Task – Search the listing for the string "specified" and copy every line that contains it.

Data –
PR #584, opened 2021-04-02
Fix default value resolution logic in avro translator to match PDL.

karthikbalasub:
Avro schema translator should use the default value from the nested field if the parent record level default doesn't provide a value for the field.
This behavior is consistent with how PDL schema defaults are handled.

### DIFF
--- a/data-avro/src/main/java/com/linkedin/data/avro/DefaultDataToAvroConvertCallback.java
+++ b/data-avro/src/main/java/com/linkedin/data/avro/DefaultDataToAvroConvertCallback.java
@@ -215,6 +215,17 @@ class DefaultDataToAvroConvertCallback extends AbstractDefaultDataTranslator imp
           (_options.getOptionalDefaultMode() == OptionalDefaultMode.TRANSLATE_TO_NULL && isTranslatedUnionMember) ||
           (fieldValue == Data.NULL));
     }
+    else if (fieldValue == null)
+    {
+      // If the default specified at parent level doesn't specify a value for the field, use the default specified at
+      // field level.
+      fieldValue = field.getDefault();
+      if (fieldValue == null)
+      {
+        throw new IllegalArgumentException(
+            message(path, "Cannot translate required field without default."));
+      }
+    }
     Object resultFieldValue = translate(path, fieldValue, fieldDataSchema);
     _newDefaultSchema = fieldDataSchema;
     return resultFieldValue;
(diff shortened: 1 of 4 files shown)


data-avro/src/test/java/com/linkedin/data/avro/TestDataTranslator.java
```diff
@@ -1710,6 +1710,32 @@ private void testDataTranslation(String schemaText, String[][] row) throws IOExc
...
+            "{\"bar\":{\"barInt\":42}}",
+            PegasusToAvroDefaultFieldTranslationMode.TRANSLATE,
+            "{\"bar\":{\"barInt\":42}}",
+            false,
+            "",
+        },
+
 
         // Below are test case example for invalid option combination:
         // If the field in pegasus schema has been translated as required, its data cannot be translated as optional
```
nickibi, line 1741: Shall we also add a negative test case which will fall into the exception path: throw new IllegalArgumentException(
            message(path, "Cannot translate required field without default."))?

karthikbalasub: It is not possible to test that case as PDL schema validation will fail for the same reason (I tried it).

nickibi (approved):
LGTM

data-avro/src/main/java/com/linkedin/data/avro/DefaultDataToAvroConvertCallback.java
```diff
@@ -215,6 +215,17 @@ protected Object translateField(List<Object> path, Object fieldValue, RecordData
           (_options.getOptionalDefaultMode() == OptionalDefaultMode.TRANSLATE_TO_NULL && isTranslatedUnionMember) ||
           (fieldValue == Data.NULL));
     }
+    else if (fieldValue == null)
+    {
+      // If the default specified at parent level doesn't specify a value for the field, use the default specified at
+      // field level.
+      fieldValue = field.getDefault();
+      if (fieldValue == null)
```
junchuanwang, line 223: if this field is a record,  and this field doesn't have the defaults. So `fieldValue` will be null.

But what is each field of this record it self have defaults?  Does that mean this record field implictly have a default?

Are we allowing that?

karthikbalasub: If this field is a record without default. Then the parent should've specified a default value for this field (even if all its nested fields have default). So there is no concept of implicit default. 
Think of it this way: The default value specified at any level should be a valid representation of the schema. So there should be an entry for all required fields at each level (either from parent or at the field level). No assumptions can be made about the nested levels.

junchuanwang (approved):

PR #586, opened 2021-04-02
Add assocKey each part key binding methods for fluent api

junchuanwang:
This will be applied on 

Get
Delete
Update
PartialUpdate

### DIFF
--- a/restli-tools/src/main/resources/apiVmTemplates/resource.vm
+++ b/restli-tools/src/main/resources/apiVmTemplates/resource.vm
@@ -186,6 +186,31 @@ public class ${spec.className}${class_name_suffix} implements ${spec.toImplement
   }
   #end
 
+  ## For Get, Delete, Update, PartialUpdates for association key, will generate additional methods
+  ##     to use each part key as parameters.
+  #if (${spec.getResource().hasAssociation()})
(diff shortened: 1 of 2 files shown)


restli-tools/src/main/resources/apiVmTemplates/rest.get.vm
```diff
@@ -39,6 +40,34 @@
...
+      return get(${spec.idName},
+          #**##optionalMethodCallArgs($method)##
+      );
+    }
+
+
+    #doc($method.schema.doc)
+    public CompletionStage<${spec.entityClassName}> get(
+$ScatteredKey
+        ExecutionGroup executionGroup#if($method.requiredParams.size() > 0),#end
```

Response to the task –
+      // If the default specified at parent level doesn't specify a value for the field, use the default specified at
+      // If the default specified at parent level doesn't specify a value for the field, use the default specified at
karthikbalasub: If this field is a record without default. Then the parent should've specified a default value for this field (even if all its nested fields have default). So there is no concept of implicit default. 
Think of it this way: The default value specified at any level should be a valid representation of the schema. So there should be an entry for all required fields at each level (either from parent or at the field level). No assumptions can be made about the nested levels.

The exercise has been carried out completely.